Y si la pregunta fuera: ¿cuál es el idioma que usted comprende/conoce mejor?


----------



## Tagarela

Calambur said:


> ¡Caramba!...
> 
> Y si la pregunta fuera: ¿cuál es el idioma que usted comprende/conoce mejor?



Quizás uno puede piensar que sea la lengue extranjera que habla mejor. 

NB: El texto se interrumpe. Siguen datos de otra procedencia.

PR #799, opened 2025-01-25
Add virtual fs module

humphd:
We need a way to work with our "filesystem," which is able to work across Dexie and DuckDB.  The files in Dexie are `ChatCraftFile` objects, and DuckDB uses `WebFile` instances.

This PR adds an `fs` module that creates a virtual filesystem that links the two file types and provides a common interface.  Using it, we can:

- `ls()` to get all files
- `readFile(path, chat)` to get a `Blob` for a given file
- `exists(path, chat)` to see if a file exists
- `rm(path, chat)` to delete a file
- `getFileUrl(path, chat)` to get a URL we can use for the file
- `downloadFile(path, chat)` to trigger a download of the file from the browser

The UI can use these methods in order to create UX for managing files for the work that @mulla028 and @aldrin312 want to start working on next week.


src/lib/duckdb.ts
```diff
@@ -30,12 +31,18 @@ async function init(logToConsole = true) {
...
+ */
+export const isUsingDuckDB = (): boolean => !!_duckdb;
+
 /**
  * Gets or initializes the DuckDB instance
  * @param logToConsole Whether to log DuckDB operations to console
  * @returns Promise resolving to the DuckDB instance
  */
-export const getDuckdb = async (logToConsole?: boolean) => {
+export const requireDuckDB = async (logToConsole?: boolean) => {
```
tarasglek, line 45: love this naming

src/lib/fs.ts
```diff
@@ -0,0 +1,218 @@
...
+
+  async read(): Promise<Blob> {
+    return this.chatCraftFile.content;
+  }
+
+  async delete(): Promise<void> {
+    return await ChatCraftFile.delete(this.chatCraftFile.id);
+  }
+
+  async getUrl(): Promise<string> {
```
tarasglek, line 67: call it toURL(), and add comment that this converts file to data url.

src/lib/fs.ts
```diff
@@ -0,0 +1,218 @@
...
+
+  constructor(chatCraftFile: ChatCraftFile) {
+    this.chatCraftFile = chatCraftFile;
+    this.id = chatCraftFile.id;
+    this.name = chatCraftFile.name;
+    this.size = chatCraftFile.size;
+    this.type = chatCraftFile.type;
+  }
+
+  async read(): Promise<Blob> {
```
tarasglek, line 59: toBlob

src/lib/fs.ts
```diff
@@ -0,0 +1,218 @@
...
+    return this.chatCraftFile.content;
+  }
+
+  async delete(): Promise<void> {
```
tarasglek, line 63: removeFile() for clarity and consistency with the Web File API.

src/lib/fs.ts
```diff
@@ -0,0 +1,218 @@
...
+    return true;
+  } catch (error) {
+    if (error instanceof FileNotFoundError) {
+      return false;
+    }
+    throw error;
+  }
+}
+
+export async function rm(path: string, chat: ChatCraftChat): Promise<void> {
```
tarasglek, line 205: removeFile

src/lib/fs.ts
```diff
@@ -0,0 +1,218 @@
...
+  const file = await getFile(path, chat);
+  await file.delete();
+}
+
+export async function getFileUrl(path: string, chat: ChatCraftChat): Promise<string> {
```
tarasglek, line 210: fileToURL

src/lib/fs.ts
```diff
@@ -0,0 +1,218 @@
...
+    const blob = await this.read();
+    download(blob, this.name, this.type);
+  }
+}
+
+/**
+ * List all ChatCraftFiles and DuckDB WebFiles. When there are duplicates,
+ * between the two filesystems, use the ChatCraftFile.
+ */
+export async function ls(chat: ChatCraftChat): Promise<VirtualFile[]> {
```
tarasglek, line 158: I would prefer opfs style Directory object and .values() on it to iterate through stuff instead of unix-style toplevel functions

https://shaneosullivan.wordpress.com/2023/11/28/how-to-list-all-files-in-a-browsers-origin-private-file-system/

tarasglek:
The mechanics of doing file stuff seem excellent here. Please try to align more with web file and/or OPFS apis. However, I'm terrible at naming, so I am not insisting on any of my name changes.

tarasglek (approved):

src/lib/fs.ts
humphd: I've made the rest of the changes, but this one feels wrong to me.  We aren't going to have so many files in a chat, or such a deeply nested directory structure that we can't simply return them all.  Working with an iterator will make calling code more complicated, since you'll end up needing to use it in order to produce the array you actually want.

Let's not do this until my assumptions above are proven wrong, then refactor to it when it solves a problem.

PR #800, opened 2025-01-25
Migration for files to extract fileRefs (id, name)

humphd:
This PR migrates the `files` table such that you can have the same file referenced in multiple chats, but with different filenames:

## Mermaid Diagram of DB

```mermaid
erDiagram
    chats ||--o{ messages : contains
    chats ||--o{ files : references

    chats {
        string id PK
        date date
        string summary
        string[] messageIds
        FileRef[] fileRefs
    }

    messages {
        string id PK
        date date
        string chatId FK
        string type
        string model
        object user
        string text
        object func
        object[] versions
    }

    shared {
        string id PK
        string url
        string summary
        date date
        object chat
    }

    functions {
        string id PK
        date date
        string name
        string description
        object parameters
        string code
    }

    starred {
        string text PK
        date date
        number usage
    }

    files {
        string id PK
        string name
        string type
        number size
        blob content
        string text
        date created
        object metadata
    }
```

Para mí, la forma actual es muy clara. Realmiente, no sé cual sería la mejor solución. 

Hasta luego.:


----------



## Lexinauta

Al registrarse, el interesado debe cubrir un campo llamado _'Native language', _y en las instrucciones dice que se trata de la _'mother tongue'_. Pero, seguramente, muchos no las leen o no entienden suficientemente el inglés.
Una posible forma de solucionar el problema sería cambiarle el nombre al campo en cuestión por _'Mother tongue'_, y esperar a ver qué pasa.

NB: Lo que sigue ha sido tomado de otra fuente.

PR #804, opened 2025-01-27
[UI] File Attachment Added 

### LINKED ISSUE #794: Add file attachment UI
## Description

As a user, I want to access `Attach Files` option without pressing `Options` button. Moreover, all modern AI chats provide this option next to `Text Input Field`.  It would improve UX.  I could move it next to `Start Recording` button.

## How It Looks Now

Image

## Examples How It Looks In Other Platforms

**Claude** 

Image

**ChatGPT**

Image

mulla028:
Closes #794 

## Description (UPDATED)

This PR improves UX in terms of file management. Previously user was only able to see the file in the PromptForm, but now he is able to use `paperclip` icon to see all files attached in modal window, and manage them:
- Attach files... (Same as in OptionsButton)
- Delete (using `removeFile` from `src/lib/fs.ts`)
- Download (using `downloadFile` from `src/lib/fs.ts`)

If user never attached the file(s) `paperclip` will trigger file attachment process without opening modal window. 

## Preview (UPDATED)

ScreenRecording2025-01-27at7 36 33PM-ezgif com-video-to-gif-converter

### DIFF
--- a/src/components/FileIcon.tsx
+++ b/src/components/FileIcon.tsx
@@ -1,4 +1,14 @@
-import { Box, Flex, IconButton, Text, Tooltip, useColorModeValue } from "@chakra-ui/react";
+import {
+  Box,
+  Editable,
+  EditablePreview,
+  EditableInput,
+  Flex,
+  IconButton,
+  Text,
+  Tooltip,
+  useColorModeValue,
+} from "@chakra-ui/react";
 import { IconType } from "react-icons";
 import { IoClose } from "react-icons/io5";
 import {
@@ -15,7 +25,7 @@ import {
   BsFileEarmark,
 } from "react-icons/bs";
 import { ChatCraftChat } from "../lib/ChatCraftChat";
-import { downloadFile, removeFile } from "../lib/fs";
+import { downloadFile, removeFile, renameFile } from "../lib/fs";
 import { formatFileSize } from "../lib/utils";
 import { IoMdDownload } from "react-icons/io";
 
@@ -133,21 +143,35 @@ const FileIcon = ({ file, chat, onRefresh }: FileIconProps) => {
         </Tooltip>
       </Flex>
       <Box position="absolute" bottom={6} width="full" textAlign="center">
-        <Tooltip label="Download File">
-          <Text
-            color="blue.300"
-            fontSize="sm"
-            mb={1}
-            noOfLines={1}
-            px={2}
-            onClick={async (e) => {
-              e.preventDefault();
-              await downloadFile(file.name, chat);
+        <Tooltip label="Edit Name">
+          <Editable
+            defaultValue={file.name}
+            mx="auto"
+            w="90%"
+            onSubmit={async (newVal) => {
+              await renameFile(file.name, chat, newVal);
+              onRefresh();
             }}
-            cursor="pointer"
           >
-            {file.name}
-          </Text>
+            <EditablePreview
+              fontSize="sm"
+              color="blue.300"
+              noOfLines={1}
+              px={2}
+              cursor="pointer"
+              textOverflow="ellipsis"
+              overflow="hidden"
+              whiteSpace="nowrap"
+            />
+            <EditableInput
+              fontSize="sm"
+              color="blue.300"
+              px={2}
+              textOverflow="ellipsis"
+              overflow="hidden"
+              whiteSpace="nowrap"
+            />
+          </Editable>
         </Tooltip>
         <Text fontSize="xs" color="gray.400">
           {formatFileSize(file.size)}
--- a/src/components/FileIcon.tsx
+++ b/src/components/FileIcon.tsx
@@ -101,7 +101,6 @@ const FileIcon = ({ file, chat, onRefresh }: FileIconProps) => {
             aria-label="Remove file"
             icon={<IoClose />}
             size="sm"
-            colorScheme="red"
             variant="ghost"
             onClick={async () => {
               await removeFile(file.name, chat);
--- a/src/components/FileIcon.tsx
+++ b/src/components/FileIcon.tsx
@@ -137,7 +137,6 @@ const FileIcon = ({ file, chat, onRefresh }: FileIconProps) => {
             variant="ghost"
             onClick={async () => {
               await downloadFile(file.name, chat);
-              onRefresh();
             }}
           />
         </Tooltip>
--- a/src/components/FileIcon.tsx
+++ b/src/components/FileIcon.tsx
@@ -1,4 +1,4 @@
-import { Box, Flex, IconButton, Text, Tooltip } from "@chakra-ui/react";
+import { Box, Flex, IconButton, Text, Tooltip, useColorModeValue } from "@chakra-ui/react";
 import { IconType } from "react-icons";
 import { IoClose } from "react-icons/io5";
 import {
@@ -50,6 +50,8 @@ type FileIconProps = {
 };
 
 const FileIcon = ({ file, chat, onRefresh }: FileIconProps) => {
+  const hoverBg = useColorModeValue("gray.300", "gray.600");
+
   // Moved the fileIcon function into the component
   const fileIcon = (name: string) => {
     const extension = name.split(".").pop()?.toLowerCase() || "";
@@ -78,6 +80,7 @@ const FileIcon = ({ file, chat, onRefresh }: FileIconProps) => {
           opacity: 1,
           transform: "translateY(0)",
         },
+        bg: hoverBg,
       }}
       transition="all 0.2s ease-in-out"
     >
--- a/src/components/FileIcon.tsx
+++ b/src/components/FileIcon.tsx
@@ -1,0 +1,136 @@
+import { Box, Flex, IconButton, Text, Tooltip } from "@chakra-ui/react";
+import { IconType } from "react-icons";
+import { IoClose } from "react-icons/io5";
+import {
+  BsFiletypeJpg,
+  BsFiletypeCsv,
+  BsFiletypeDoc,
+  BsFiletypePdf,
+  BsFiletypePng,
+  BsFiletypeXls,
+  BsFiletypeTxt,
+  BsFiletypeJson,
+  BsFiletypeMd,
+  BsFiletypeSvg,
+  BsFileEarmark,
+} from "react-icons/bs";
+import { ChatCraftChat } from "../lib/ChatCraftChat";
+import { downloadFile, removeFile } from "../lib/fs";
+import { formatFileSize } from "../lib/utils";
+
+// File icon map moved to the new component
+const FILE_ICON_MAP: Record<string, IconType> = {
+  // Images
+  jpg: BsFiletypeJpg,
+  jpeg: BsFiletypeJpg,
+  png: BsFiletypePng,
+  svg: BsFiletypeSvg,
+  // Documents
+  doc: BsFiletypeDoc,
+  docx: BsFiletypeDoc,
+  pdf: BsFiletypePdf,
+  txt: BsFiletypeTxt,
+  // Spreadsheets
+  csv: BsFiletypeCsv,
+  xls: BsFiletypeXls,
+  xlsx: BsFiletypeXls,
+  // Code
+  json: BsFiletypeJson,
+  md: BsFiletypeMd,
+};
+
+type FileIconProps = {
+  file: {
+    id: string;
+    name: string;
+    size: number;
+  };
+  chat: ChatCraftChat;
+  onRefresh: () => void;
+};
+
+const FileIcon = ({ file, chat, onRefresh }: FileIconProps) => {
+  // Moved the fileIcon function into the component
+  const fileIcon = (name: string) => {
+    const extension = name.split(".").pop()?.toLowerCase() || "";
+    const IconComponent = FILE_ICON_MAP[extension] || BsFileEarmark;
+    return <IconComponent size="80px" />;
+  };
+
+  return (
+    <Box
+      key={file.id}
+      p={6}
+      borderWidth="1px"
+      borderRadius="md"
+      minW="200px"
+      maxW="200px"
+      h="200px"
+      display="flex"
+      flexDirection="column"
+      alignItems="center"
+      justifyContent="space-between"
+      aspectRatio="1"
+      position="relative"
+      _hover={{
+        borderColor: "blue.500",
+        "& .hover-buttons": {
+          opacity: 1,
+          transform: "translateY(0)",
+        },
+      }}
+      transition="all 0.2s ease-in-out"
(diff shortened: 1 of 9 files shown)


mulla028:
@humphd @tarasglek opened a draft PR to hear about UI adjustments, also I'm having trouble with `+` button functionality while adding files. Should I copy the code from `OptionsButton` for `+`?

humphd (changes requested):
Some initial feedback:

- thanks for doing something so quickly!
- the paperclip icon should automatically open the file chooser if there are no existing attachments vs being disabled, and do the same flow as the "Attach Files..." menu item
- don't do the animated + button only the paperclip
- In the model, have the first icon in the top-left be an empty file icon with a + sign, and "Add Files..." so the user can add more files.

mulla028:
@humphd, made all changes based on review/feedback

mulla028:
@humphd , I found a bug in my code, but hitting my head off the wall, I don't understand how to fix it, tried different ways.
How to reproduce it:
- If you delete all the files using modal, and then close modal.
- Try to click on `paperclip`, it doesn't open file selector. However, debugging shows that it enters `handleAttachFiles`.

src/components/PromptForm/PaperclipIcon.tsx
```diff
@@ -0,0 +1,276 @@
...
+
+  // Generates file icons based on file extension
+  const fileIcon = (name: string) => {
+    const extension = name.split(".").pop()?.toLowerCase() || "";
+    const IconComponent = FILE_ICON_MAP[extension] || BsFileEarmark;
+    return <IconComponent size="80px" />;
+  };
+
+  // File size formator, generates file format
+  const formatFileSize = (bytes: number) => {
```
humphd, line 101: Move this into lib/utils.ts

src/components/PromptForm/PaperclipIcon.tsx
```diff
@@ -0,0 +1,276 @@
...
+    <>
+      <Tooltip label={isAttached ? "View Attached Files" : "Please Attach Files. Nothing To View"}>
+        {!isAttached && (
+          <Input
+            multiple
+            type="file"
+            ref={fileInputRef}
+            hidden
+            onChange={handleFileChange}
+            accept="image/*,text/*,.pdf,application/pdf,*.docx,application/vnd.openxmlformats-officedocument.wordprocessingml.document,.json,application/json,application/markdown"
```
humphd, line 118: I wonder if we should export this string of file formats from the import files code, so we can use it in multiple places and not worry about forgetting to update it.

src/components/PromptForm/PaperclipIcon.tsx
```diff
@@ -0,0 +1,276 @@
...
+import { useAlert } from "../../hooks/use-alert";
+import { useCallback, useRef } from "react";
+
+type PaperClipProps = {
+  chat: ChatCraftChat;
+  onAttachFiles?: (files: File[]) => Promise<void>;
+};
+
+function PaperclipIcon({ chat, onAttachFiles }: PaperClipProps) {
+  const { files, loading, error } = useFiles(chat);
```
humphd, line 46: You should get `refresh` from this hook, and call it to update `files` in various places.  The list isn't live.

src/components/PromptForm/PaperclipIcon.tsx
```diff
@@ -0,0 +1,276 @@
...
+                    <BsFileEarmarkPlus size="80px" />
+                  </Box>
+                  <Box position="absolute" bottom={6} width="full" textAlign="center">
+                    <Text fontSize="sm" mb={1} noOfLines={1} px={2}>
+                      Attach Files...
+                    </Text>
+                  </Box>
+                </Box>
+                {files.map((file) => (
+                  <Box
```
humphd, line 192: Move this to a `FileIcon` component or something to clean this up

humphd (changes requested):
This is getting better and better. Some things I notice while testing this:

- When the app loads, there is weird flash when the paperclip seems to change state and get repositioned, or hidden/revealed?  It should always be visible.  Is it due to the mic icon changing state and causing reflow?  Maybe we should put the paperclip to the right of the mic?
- When you attach a lot of files, the modal grows in height forever.  The body of the modal should be scrollable
- the contrast on the blue and red icons for download and delete isn't great.  Use high contrast (e.g., white on black, or dark gray, etc).
- let's get rid of the "download" icon and make the filename a link that does download
- let's change the trash can to an 'X' icon
- change the tooltip for the paperclip to "Attach Files..."

mulla028:
@humphd I decided to get rid of hover background while border colour still makes user feel interaction with the file!

uday-rana:
> @humphd I decided to get rid of hover background, since I couldn't find colour that fits both themes, while border colour still makes user feel interaction with the file! By the way, I think that I didn't utilize `refreshFiles` properly

You can set different colours based on the current theme with `useColorMode`: https://v2.chakra-ui.com/docs/styled-system/color-mode#usecolormode

mulla028:
> > @humphd I decided to get rid of hover background, since I couldn't find colour that fits both themes, while border colour still makes user feel interaction with the file! By the way, I think that I didn't utilize `refreshFiles` properly
> 
> You can set different colours based on the current theme with `useColorMode`: https://v2.chakra-ui.com/docs/styled-system/color-mode#usecolormode

Thank you! Will try it out!

humphd (changes requested):
There is some odd state issue with the text pop-up on the mic and paperclip icons:

Screenshot 2025-01-28 at 3 29 38 PM

It doesn't always vanish when I move my mouse.  Could the text popups go above vs. below these so they don't cover the Ask button?

Let's not animate the `x` icon in the file icons in the modal, and let's not use a colour

Let's put the file count at the top of the modal:

```
8 Attached Files
```

Should we get rid of the `Add Files` icon, and instead make it a button in the footer of the modal?  If so we could add a "Remove All" option too.  Not sure if this is good or not, just thinking...

Another idea for a follow-up, should hovering over the icon show you the contents instead of the icon?  Something to play with later, since we have the URL for each item or its text content, so we could display an image or first few lines of text, etc.

mulla028:
@humphd may I also change mic's tooltip label placement, since it closes the ask button?

humphd:
Do it in a follow-up PR. The more we add to this, the hard it is to land.

At this point you're very close to a workable first version we can land.  I'd get the outstanding issues done here, and file follow-up issues then tackle them next in subsequent PRs.

Small PRs are the way you build big software projects.

mulla028:
Last one question before I begin. By saying:

> Let's not use colour and `x` animation

Do you mean that I may get rid of hover effect for FileIcons at this point?

humphd:
> Do you mean that I may get rid of hover effect for FileIcons at this point?

I like the `x` icon showing up when you hover over the icon.  I don't like how it animates and slides down.  Just show/hide it.

humphd (commented):
- Don't use red for the `x` icon when deleting
- Make the buttons in the footer look more like this with a single button as the "Call to Action" (e.g., "Add files...") and the secondary button being a "ghost" variant with red for "Remove All". Get rid of the icons on the buttons.  This way it's easier not to accidentally click the wrong thing:

Screenshot 2025-01-28 at 4 41 36 PM

tarasglek:
This is cool, we can download stuff out of duckdb now =D

1.
type the following command:
```
/duck copy (select 1) to 'foo.json'
```

2. click attachments and click download!

3. Notice UI bug that the file is seemingly of 0 bytes, but it downloads correctly.

image

### Thoughts

I find the download UI to be unclear. I would prefer some permanent https://react-icons.github.io/react-icons/search/#q=download icon on every attachment

In general I would expect adding an attachment to popup a sidebar with list of attachments, not to have hidden modal...then we could per-file options like [include in chat, include as RAG, exclude]

I think we can address these in follow up, this is good to land, awesome feature

tarasglek:
Again, this is amazing seeing all this infrastructure code culminate in user-visible UI!

tarasglek (approved):

mulla028:
@tarasglek would you like to have kinda same sidebar as claude.ai has? 
If you prefer to have a sidebar, I could file an issue and replace modal window in follow-up.
By the way, I don't think that `download`, `remove` and `Add Files` is enough. What other file manipulations would you like to see?

humphd:
Claude style sidebar is likely the better UI long term after we land this, and can do more research.  It probably should get integrated some how, or replace, our other sidebar, which needs improvements too.

We need Rename to get added for files too.

NOTE: the "size 0" bug with DuckDB files is due to the fact that we'd have to read the file's contents to know it's size.  If that's important, we can do it; but it seems wasteful.  Maybe we should hide the size?

@mulla028 let's discuss this a bit tomorrow and then plan to land and iterate.

mulla028:
Talking about download icon, I had it in previous commits. David suggested to replace it with clickable text. What I think is  we may have download button, but if user clicks on the file name, he may rename it.

humphd:
> Talking about download icon, I had it in previous commits. David suggested to replace it with clickable text. What I think is we may have download button, but if user clicks on the file name, he may rename it.

That works.  I didn't like how jammed-up the icon was getting with all the icons.  Maybe the delete should be in one corner, the download in the opposite?

I like the "click to rename" idea.  Chakra has UI for this.

mulla028:
May I do it in this PR?

> > Talking about download icon, I had it in previous commits. David suggested to replace it with clickable text. What I think is we may have download button, but if user clicks on the file name, he may rename it.
> 
> That works. I didn't like how jammed-up the icon was getting with all the icons. Maybe the delete should be in one corner, the download in the opposite?
> 
> I like the "click to rename" idea. Chakra has UI for this.

humphd:
Sure, but then let's end it :)

mulla028:
Will work on it in the follow-up PR 🫡

mulla028:
@humphd I implemented new function in `src/lib/fs.ts` called `renameFile`, tried to make it as good as possible. I think everything for this PR implemented.

src/lib/fs.ts
```diff
@@ -216,3 +217,46 @@ export async function downloadFile(path: string, chat: ChatCraftChat): Promise<v
   const file = await getFile(path, chat);
   await file.download();
 }
+
+export async function renameFile(
```
humphd, line 221: Let's not do this, since I have it implemented in https://github.com/tarasglek/chatcraft.org/pull/800.  I'll merge that and you can rebase and use it.

humphd (changes requested):

src/lib/fs.ts
mulla028: Riight! I was confused since you had it in #800, and decided to implement myself just for preview =)

humphd:
Do you want to fix or file an issue on the bug we saw in class today with the paperclip not opening the modal sometimes?

src/components/FileIcon.tsx
```diff
@@ -0,0 +1,184 @@
...
+      >
+        <Tooltip label="Download File">
+          <IconButton
+            aria-label="Download File"
+            icon={<IoMdDownload />}
+            size="sm"
+            variant="ghost"
+            onClick={async () => {
+              await downloadFile(file.name, chat);
+              onRefresh();
```
humphd, line 140: Do we need to refresh after you download?

mulla028:
It consistently doesn't open if you deleted all the files unless user refreshes the page. The only way to fix it , to refresh the page automatically, once user leaves the modal.

mulla028:
Let me file an issue, and I will work on it during the rest of the week. 
Let's land it 😄

src/components/PromptForm/PaperclipIcon.tsx
```diff
@@ -0,0 +1,133 @@
...
+  }, [fileInputRef]);
+
+  const handlePaperClipToggle = () => {
+    onOpen();
+  };
+
+  const handleDeleteAll = () => {
+    files.map((file) => {
+      removeFile(file.name, chat);
+    });
```
humphd, line 61: Should add a .catch() here and wait on the promises:

```ts
await Promise.all(files.map(file => removeFile(file.name, chat))).catch(...)
```

And show an error UI

src/components/Sidebar/SidebarContent.tsx
```diff
@@ -515,7 +515,7 @@ function SidebarContent({ selectedChat, selectedFunction }: SidebarContentProps)
               <VStack px={2} align="left">
                 <Text>You don&apos;t have any functions yet.</Text>
                 <Text>Functions can be called by some models to perform tasks.</Text>
-                <Link to="/f/new" target="_blank" style={{ textDecoration: "underline" }}>
+                <Link to="/f/new" style={{ textDecoration: "underline" }}>
```
humphd, line 518: Why is this change in this PR?

src/lib/ChatCraftChat.ts
```diff
@@ -40,37 +46,77 @@ function createSummary(chat: ChatCraftChat, maxLength = 200) {
   return summary.length > maxLength ? summary.slice(0, maxLength) + "..." : summary;
 }
 
+// We store both the fileRef and file object in files
+type FileRefWithFile = { ref: FileRef; file: ChatCraftFile };
```
humphd, line 50: Same question here.  It looks like you pulled in other changes vs. rebasing.

humphd (changes requested):

src/lib/ChatCraftChat.ts
mulla028: Right, I tried to rebase, and there was a message that I must pull it for some reasons...

mulla028:
I'm sorry for doing that, hope now everything looks correct. The only thing left is to catch an error and implement UI for it

tarasglek:
Can we land this? I love this for uploading json into duckdb

src/lib/utils.ts
```diff
@@ -3,6 +3,9 @@ export const isWindows = () => !isMac();
 
 export const formatNumber = (n: number) => (n ? n.toLocaleString() : "0");
 
+export const acceptableFileFormats =
```
humphd, line 6: Move this into the use-file-imports hook file instead.

humphd (approved):
One small fix and this is good to land.

Great work @mulla028

tarasglek:
I noticed we can't upload .jsonl files is there a reason we don't allow all files?

mulla028:
Input element accepts what is defined in 'hooks/use-file-import' acceptableFileFormats, may be the cause is there

mulla028:
@tarasglek , I made a research, and added `.jsonl` files upload support.

mulla028:
It didn't work tho, this problem isn't related to current pr. We have to provide a support of `.jsonl` files, I will file an issue.

humphd:
Land this and do follow-ups, please.

tarasglek:
awesomeness!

Y a la hora de hacer cambios, debería también exigirse que en _'Location'_ se determinara el lugar de residencia habitual, aunque el interesado transitoriamente viaje.
(Estoy consciente de que perderíamos la muestra del ingenio de algunos foristas, pero me parece que vale la pena. )


----------



## Valeria Mesalina

Pues no sé, Calambur; si te das un a vuelta por el Comments & Suggestions, vas a encontrar el "native language" en más de un hilo:

Mira otros:

http://forum.wordreference.com/showthread.php?t=576327 

http://forum.wordreference.com/showthread.php?t=558045


----------



## Calambur

He mirado los enlaces, Valeria, gracias. Inclusive creo haber participado en un hilo del foro Sólo Español donde se trataba el tema de la lengua materna, y cada uno entendía lo que quería... 

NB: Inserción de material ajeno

PR #14, opened 2020-10-01
Exclude statuses except Published

brinxmat:
Fixes the bug that unpublished publications are indexed when they should not be.


svenngjeto (approved):
No comment, plain and nice

axthosarouris (approved):

PR #21, opened 2020-11-02
Np 1164 add publisher

svenngjeto:


search-resources-api/src/main/java/no/unit/nva/dynamodb/IndexDocumentGenerator.java
```diff
@@ -118,6 +123,13 @@ private static URI extractDoi(JsonNode record) {
                 .orElseThrow();
     }
 
+    private static URI extractPublisherId(JsonNode record) {
+        return Optional.ofNullable(record)
```
brinxmat, line 127: It occurs to me that the id of publisher should be a URI, as it stands, it is a document-internal node, which is unproblematic, but I think we will revisit this in a later PR.

search-resources-api/src/main/java/no/unit/nva/search/IndexPublisher.java
```diff
@@ -0,0 +1,78 @@
...
+import java.net.URI;
+import java.util.Objects;
+
+public class IndexPublisher {
+    private final URI id;
+    private final String name;
+
+    @JacocoGenerated
+    @JsonCreator
+    public IndexPublisher(@JsonProperty("id") URI id,
```
brinxmat, line 16: As I said in the previous comment, we need to look at the publishers API (I don't think it exists)…I think we have customer API, which is probably the wrong thing…we should have a separate API for publishers (yes, served from the customer table

brinxmat (approved):

PR #24, opened 2020-11-04
Np 1164 list publications with sorting on modifiedDate desc

svenngjeto:


template.yaml
```diff
@@ -102,8 +101,33 @@ Resources:
         openapi: 3.0.3
         info:
           title: NVA Search API
-          version: '0.0.2'
+          version: '0.1.0'
         paths:
+          /:
```
brinxmat, line 106: Is this actually updated with params?

svenngjeto: OpenAåpi is updated, but it doesn't show within the current setup - this is for all our api's defined in openapi..

README.md
```diff
@@ -1,31 +1,88 @@
...
+**Parameters to GET /search/resources**
 
-Structure wanted in response from the search API
+|Parameter|Description|Default value |
+|-----|-----|-----|
+| query | Term to search for in resource. | * 
+| orderBy | Field to order result by. |  modifiedDate 
+| sortOrder | Order of search results (**asc**ending or **desc**ending). | desc
+| from | Start posision for results, 0-based. | 0
+| results | Maximum number of publications in response. | 10
```
brinxmat, line 12: Is there a max results? I.e. 10 (max 100)?

README.md
```diff
@@ -1,31 +1,88 @@
...
+      ],
+      "title": "Toward unique identifiers",
+      "owner": "tehe@unit.no",
+      "publishedDate": {
+        "type": "IndexDate",
+        "year": "1999"
+      },
+      "publisher": {
+        "id": "https://api.dev.nva.aws.unit.no/customer/f54c8aa9-073a-46a1-8f7c-dde66c853934",
+        "name": "Organization"
```
brinxmat, line 80: Name Organization indicates, maybe we have an issue

brinxmat (approved):

README.md
svenngjeto: Max results in this particular response, elasticSearch uses int as type for both from and results - for pagination. If one is interesteded in emptying the search database '_scroll' comes in handy....

README.md
svenngjeto: This is an issue as we don't enriche the data besides what is in the event from DynamoDb. Maybe we must enrich search index with data from multiple sources?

Pero puede haber formas mejores de zanjar ese inconveniente y tal vez entre todos podemos encontrar la más adecuada.

Sé que todas estas cosas ya se han dicho, y no quiero ser tediosa. 
Así que sólo agrego que comparto lo que dice Lexinauta respecto al lugar de residencia.
Si yo hubiera querido ser "auténtica", en mi perfil tendría que haber puesto "Flotando por ahí...", pero no quise pasarme, porque comprendí que esos datos son útiles en un foro de idiomas. Bueno, es mi opinión...


----------



## Valeria Mesalina

Bueno, yo tendría que haber puesto "Palacio del César, Roma Imperial ". Pero prefiero poner el lugar en donde actualmente resido.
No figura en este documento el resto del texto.